Gas-phase N2 adsorption-mass spectrometry can reduce the number of possible molecular structures with the same elemental composition via the quantification of the X–H (X=O and N) groups of the protonated molecule. For the C3H7NO3 elemental composition, the maximum number of N2 molecules adsorbed on the protonated molecule was n=5, which indicated that C3H7NO3 contained four X–H groups. The number of adsorption sites of C3H7NO3 was derived by subtracting of 1 from the maximum number n=5 of H+(C3H7NO3), because one N2 molecule adsorbed the proton. When the 93 structures associated with the elemental composition of C3H7NO3 were filtered using the number of adsorption sites for C3H7NO3, the number of possible molecular structures was reduced to eight (Fig. 5a). In the case of Gly (C2H5NO2, calculated exact mass 75.0320), the 46 possible structures for C2H5NO2 were reduced to 5 (Fig. 5b) via the quantification of the adsorption sites. This method decreased to 8.6 and 10.8% of the number of possible candidates obtained from the conventional methods for C3H7NO3 and C2H5NO2, respectively.
The gas-phase adsorption of N2 on protonated molecules generated via electrospray ionization was investigated using a tandem mass spectrometer equipped with a temperature-controlled ion trap. This method allowed the number of possible molecular structures with the same elemental composition to be reduced by tenth via the quantification of the X–H (X=O and N) groups. Restricting the number of possible candidates is an effective step in the structural elucidation process.

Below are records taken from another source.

PR #23838, opened 2025-09-04
Fix(html5): Add min version before load bundle and show a error banner

### LINKED ISSUE #23822: Session fails to load on macOS Sierra with Safari 10.1 (only background visible)
**Describe the bug**
When attempting to join a session on macOS Sierra with Safari 10.1, the session fails to load. Instead of the interface, only the bigbluebutton background color is displayed.

**To Reproduce**
Steps to Reproduce:
1.) Use macOS Sierra
2.) Open Safari 10.1
3.) Attempt to join a BBB session
4.) The session does not load — only the background color is visible

**Expected behavior**
After entering the session link in the browser’s address bar, the session should load properly and the user should be able to join without issues.

**Actual behavior**
After attempting to join the session, it does not load. Instead, only the background of the BBB interface is displayed.

**Screenshots**
Image

- OS: Mac Sierra
- Browser: Safari
- Version: 10.1

**Additional context**
- BigBlueButton Version: 
- 3.0.13

Tainan404:
## Summary
This PR introduces a minimum browser version check that runs before loading the client bundle. The check ensures users are running a supported browser and handles older versions gracefully.

## Details
- Detects browser and major version (Safari, Chrome, Firefox, Edge, MiuiBrowser).  
- Compares against configurable minimum versions.  
- If the browser is below the minimum requirement:  
  - The main bundle is not loaded.  
  - A warning banner is displayed in the UI informing the user:  
    *“Browser not supported, please update your browser or contact support service.”*  
- For Safari versions between 14 and 15, a dedicated `safari` bundle is loaded for compatibility.  
- For all other supported browsers, the standard bundle is loaded.  

### Closes Issue(s)
Closes #23822

### How to test
Try to load the client in any old browser

### More
image


gustavotrott:
In the future we can redirect the client to bbb-web error page. which has translations for the errors!

depend on this:
https://github.com/bigbluebutton/bigbluebutton/pull/23452

bigbluebutton-html5/private/config/settings.yml
```diff
@@ -1169,6 +1169,7 @@ public:
       - home.jpg
       - coffeeshop.jpg
       - board.jpg
+  # Please if editing an version here, also edit in bigbluebutton-html5/client/main.html
```
gustavotrott: We could consider removing these `minBrowserVersions` configs since the minimum versions are now hard-coded. It doesn’t really make sense as a configurable option if changing it requires modifying the code and rebuilding the entire client.

Also, lowering the version would cause a startup crash, so perhaps it shouldn’t be something that’s easily tweakable in the first place.

This config would only be useful if it were referenced in multiple places, which doesn’t appear to be the case.

ramonlsouza (changes requested):
client does not load on supported browsers after the removal of `minBrowserVersions` settings - if the banner is supposed to replace the legacy component, please remove other files related to it (`/imports/ui/components/legacy/*`, references to it in `/imports/ui/components/join-handler/presenceManager/component.tsx`, `app.legacy.*` entries in `/public/locales/en.json`)

ramonlsouza (changes requested):
> If the browser is below the minimum requirement:
> The main bundle is not loaded.

not working as expected - the bundle still loads, and makes the warning banner disappear (tested on chrome after editing MIN_VERSIONS to change min chrome version to `999`)

https://github.com/user-attachments/assets/add99290-e9a8-4598-b1a5-b9c28f5bc7a0

bigbluebutton-html5/client/main.html
```diff
@@ -172,23 +172,55 @@
...
+
+          function parseVersion(regex) {
+            var match = ua.match(regex);
+            return match ? parseInt(match[1], 10) : null;
+          }
 
-            script.src = 'bundle.' + bundleHash + '.safari.js';
+          var safariVersion = parseVersion(/Version\/(\d+).*Safari/);
+          var chromeVersion = parseVersion(/(?:Chrome|CriOS)\/(\d+)/);
+          console.log("🚀 -> chromeVersion:", chromeVersion)
```
ramonlsouza:
```suggestion
```

ramonlsouza (approved):

gabriellpr (approved):

PR #23872, opened 2025-09-10
fix(CI): Avoid failure on merge blob-report step when files were not generated

antonbsa:
### What does this PR do?

In case `blob-report` is not generated (usually when there's a previous failure, like `install-BBB` in the example below), the `Generate the shard HTML report from blob report` might confuse developers with what it the actual error

image


antonbsa:
> 🚨 Test workflow has failed

checked locally and it was due to the timer sync right in the expected time in the assertion (05:44):

https://github.com/user-attachments/assets/20583b62-c359-4736-9bea-e10a094d6a97

re-running should be enough, as it's not expected to happen

gustavotrott (approved):

PR #23899, opened 2025-09-14
refactor (gql-middleware): Avoid blocking functions or nested lock() calls inside locked sections (and more) 

gustavotrott:
#### Improvements
- Avoid blocking functions or nested lock() calls inside locked sections
- Adopt the built-in rate limiter rather than maintaining a custom one
- add more INFO logs (json patch error, connection invalidation request)
- replace deprecated package `nhooyr.io/websocket` by new `github.com/coder/websocket`
- update all packages to latest version

#### Motivation:

It seems sometimes new connections are stuck here: https://github.com/bigbluebutton/bigbluebutton/blob/44e4373dc38a2e46c6c88ef5d9384b5130da5ae4/bbb-graphql-middleware/internal/websrv/connhandler.go#L115
which means this `Lock()` is not being closed in some context hard to reproduce but probably related with a blocking function inside a `Lock() `or `RLock() `of `BrowserConnectionsMutex`.


TiagoJacobs (approved):
good work @gustavotrott 

more logs, more control of the locks (specially synchronous unlocks instead of deferred)

let's get it merged and run some stress tests!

The weakly bound clusters of analyte ions and N2 formed in cold ion traps, such as H+(C3H7NO3)(N2), can be used for the messenger-tagging vibrational spectroscopy analysis of gas-phase analyte ions.19) The optical properties of Trp hydrogen-bonded with analyte ions in the gas phase can be used to identify and quantify the isomers and enantiomers of analyte molecules.20,21) An ion mobility spectrometer with radio-frequency electric fields has been developed for high-resolution and high-transmission efficiency analyses of small molecules.22) The findings reported herein indicate that gas-phase N2 adsorption-mass spectrometry combined with mass spectrometry-based techniques can be useful for elucidating molecular structures.